慕燼這才恍然回神,揚手揮下圍著玄謹光的幾十個兵卒,微一施禮,報道︰「國主,凌太師不曾赴約,前來赴約的是一只紅發的小獸,卻帶著太師的信函。」慕燼掏出密函,玄謹光急迫的拿過來,撕拉一聲扯開。

金質箔片上繡挺的一串小字,「露華門東五里處。」

「虹獸數量極多,末將覺得十分危險,凌太師與這種妖人異獸若是同謀……」

「確實是太師的字跡,」玄謹光面色驟然緩和,似乎已經放下心頭大石,「慕將軍無需多慮,凌太師他本就是……」

玄謹光還要說話,卻看見慕燼一個退步,俯身跪了下去。

「國主,邵國少將路子陌親帥嘯風營三萬輕騎,約丑時便可推進到城下,臣請諫言,凌太師本便是帝都謀臣,更是身兼重職!臣以為……」慕燼頓了頓,知道這話出口,便沒有收回的余地了,「臣以為此人不可信。末將意欲領兵出城迎敵,還請國主批準!」

「呵!」玄謹光想不到一向內斂持重的慕燼,竟然也會向自己催兵,他把那箔紙一折,丟進身旁宮燈,紙片剛染到火,簇的一聲便焚得干干靜靜。玄謹光這才悠悠的說道,「怎麼,慕燼,難不成你也要學陳博御?」

慕燼听玄謹光聲音已然發冷,頭一低,「末將不敢。」心里卻抖然已經涼透了。罷!他心里霍然一笑,看來今夜當真是要私違王命了!

心意已定,慕燼撩甲起身便要辭退,卻突然看見玄謹光悠悠問道︰「慕將軍,可相信這世上當真有豹齒麼?」

慕燼一怔,玄謹光抬手,正指著自己的胸甲。

他低下頭,胸前的花血沁白齒,艷麗絕然不正是玄氏家徽、大罡國祉——豹齒花。

「福祉這種東西,軍人是不相信的,國主密謀十幾年,末將看來,也不過是在打一場不明輸贏的賭。」

「哈!」玄謹光一挑眉,「不過派你出城了兩個時辰,就已經不願押注在我這邊了?」

「不是不願,是不能。還請國主恕罪,慕燼不能拿歲安一城百姓去賭。」慕燼說完恭手一辭,轉身便走。

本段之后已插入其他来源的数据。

PR #2796, opened 2025-06-18
Show Git Commit Hash on Settings › General Page

DeckerSU:
image

This PR adds the current Git commit hash to the “Settings › General” screen in the app. The commit hash is displayed alongside the existing app version and API version, allowing developers and QA to quickly identify exactly which source revision a given build was produced from.

### DIFF
--- a/.docker/build.sh
+++ b/.docker/build.sh
@@ -40,13 +40,13 @@ docker build $PLATFORM_FLAG -f .docker/komodo-wallet-android.dockerfile . -t kom
 # Create the build directory ourselves to prevent it from being created by the Docker daemon (as root)
 mkdir -p ./build
 
-GIT_COMMIT=$(git rev-parse --short HEAD | cut -c1-7)
+COMMIT_HASH=$(git rev-parse --short HEAD | cut -c1-7)
 
 ENV_ARGS=""
 ENV_VARS="GITHUB_API_PUBLIC_READONLY_TOKEN TRELLO_API_KEY \
 TRELLO_TOKEN TRELLO_BOARD_ID TRELLO_LIST_ID \
 FEEDBACK_API_KEY FEEDBACK_PRODUCTION_URL FEEDBACK_TEST_URL \
-GIT_COMMIT"
+COMMIT_HASH"
 
 for VAR in $ENV_VARS; do
   case "$VAR" in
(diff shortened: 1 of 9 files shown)


DeckerSU:
I replaced all references to `GIT_COMMIT` with `COMMIT_HASH`, as `COMMIT_HASH` sounds clearer in my opinion.

The only concern I have is that all the build workflows use `./.github/actions/generate-assets` to fetch packages and generate assets. That means `flutter build ...` is invoked once during asset generation and then again during the actual build step.

I’m thinking it might not be necessary to modify the `build_command` in the `matrix` with `--dart-define=COMMIT_HASH="$COMMIT_HASH"` since `COMMIT_HASH` is already defined in the generate-assets action [[here](https://github.com/KomodoPlatform/komodo-wallet/blob/b4d012e1ff1c8a13845197e428ca35e1e6d71a35/.github/actions/generate-assets/action.yml#L76)](https://github.com/KomodoPlatform/komodo-wallet/blob/b4d012e1ff1c8a13845197e428ca35e1e6d71a35/.github/actions/generate-assets/action.yml#L76).

With the current setup, we might end up with two `--dart-define=COMMIT_HASH` values, like:

```
flutter build --dart-define=COMMIT_HASH="$COMMIT_HASH" --dart-define=COMMIT_HASH="$COMMIT_HASH"
```

First from the matrix command and second from `generate-assets`. Then again in the actual build:

```
flutter build --dart-define=COMMIT_HASH="$COMMIT_HASH"
```

I think I should fix that to avoid redundant or conflicting defines.

DeckerSU:
Looks like it works now. But until now, our `generate_assets` action has always run:
```
COMMIT_HASH=$(git rev-parse --short HEAD)
```
right after checkout. On a `pull_request` trigger, GitHub performs a “merge-commit” of the PR branch into the base branch, so HEAD actually pointed at that synthetic merge commit—not at the real tip of the feature branch.

Will change that behavior ...

DeckerSU:
It looks like everything is working fine now. In the [preview](https://github.com/KomodoPlatform/komodo-wallet/pull/2796#issuecomment-2984747601), it correctly shows the actual commit of the PR HEAD, as expected, instead of the hash of the synthetic merge commit.

smk762 (approved):
Thanks! This is a very useful feature for QA which came in handy on legacy desktop. Related issue added to expand on this one https://github.com/KomodoPlatform/komodo-wallet/issues/2803

PR #2816, opened 2025-06-24
linux: call XInitThreads() to make X11 access thread-safe

DeckerSU:
Flutter’s engine spawns multiple threads (UI, raster, etc.). Under X11 these threads may issue X calls concurrently, which is undefined unless XInitThreads() is invoked before the first X request.

Without this, the app aborts on launch with:

```
  [xcb] Unknown request in queue while dequeuing
  [xcb] Most likely this is a multi-threaded client and XInitThreads has not been called
  KomodoWallet: xcb_io.c:175: dequeue_pending_request: Assertion `!xcb_xlib_unknown_req_in_deq' failed.
```

This patch:

* adds `#include <X11/Xlib.h>`
* calls `XInitThreads()` at the very start of `main()` in `linux/runner/main.cc`
* ensures libX11 is linked via CMake

Wayland sessions were already stable; this change fixes crashes when running under pure X11 or XWayland.

- https://github.com/flutter/flutter/issues/170937
- https://github.com/flutter/flutter/issues/169470

### DIFF
--- a/linux/CMakeLists.txt
+++ b/linux/CMakeLists.txt
@@ -52,6 +52,7 @@ add_subdirectory(${FLUTTER_MANAGED_DIR})
 
 # System-level dependencies.
 find_package(PkgConfig REQUIRED)
+find_package(X11 REQUIRED)
 pkg_check_modules(GTK REQUIRED IMPORTED_TARGET gtk+-3.0)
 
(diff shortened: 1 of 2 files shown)


smk762 (approved):
Built and running on Ubuntu24 with `XDG_SESSION_TYPE: x11` for over an hour without any stability issues.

「你還沒等我發令,這是急著要往哪兒去!」玄謹光已顯怒意,展手把長袍一甩,擦過慕燼也不回頭,「你跟我來,有些東西,也許你看過,自然就會明白了。」

慕燼手一緊,心上已是焦躁,嘯風輕騎是大罡當世最快的一支軍隊,一旦橫兵城下叫罵,師陽耿直脾性,難免中計。他心事重重隨著玄謹光步入信樂宮,玄謹光突然呼啦一聲拉開了偏殿厚重的黑色帷幕。

慕燼握劍的手抖然一震,「這!這是……」慕燼再一次為眼前看見的景象,深深震撼。

偏殿四周,已經不見了任何一面牆壁,偌大的空間里,仿佛一片沒有盡頭的幽藍宇宙,漂浮著或大或小的顆顆澄黃,絳紫,寶藍的星子,間或竟然有璀璨的星雲,隱隱懸浮在幽冥的遠處。

「這是今夜的天象,」玄謹光負著手,抬起頭遙望宇宙深處,眼楮里漸漸冒出興奮的光彩來。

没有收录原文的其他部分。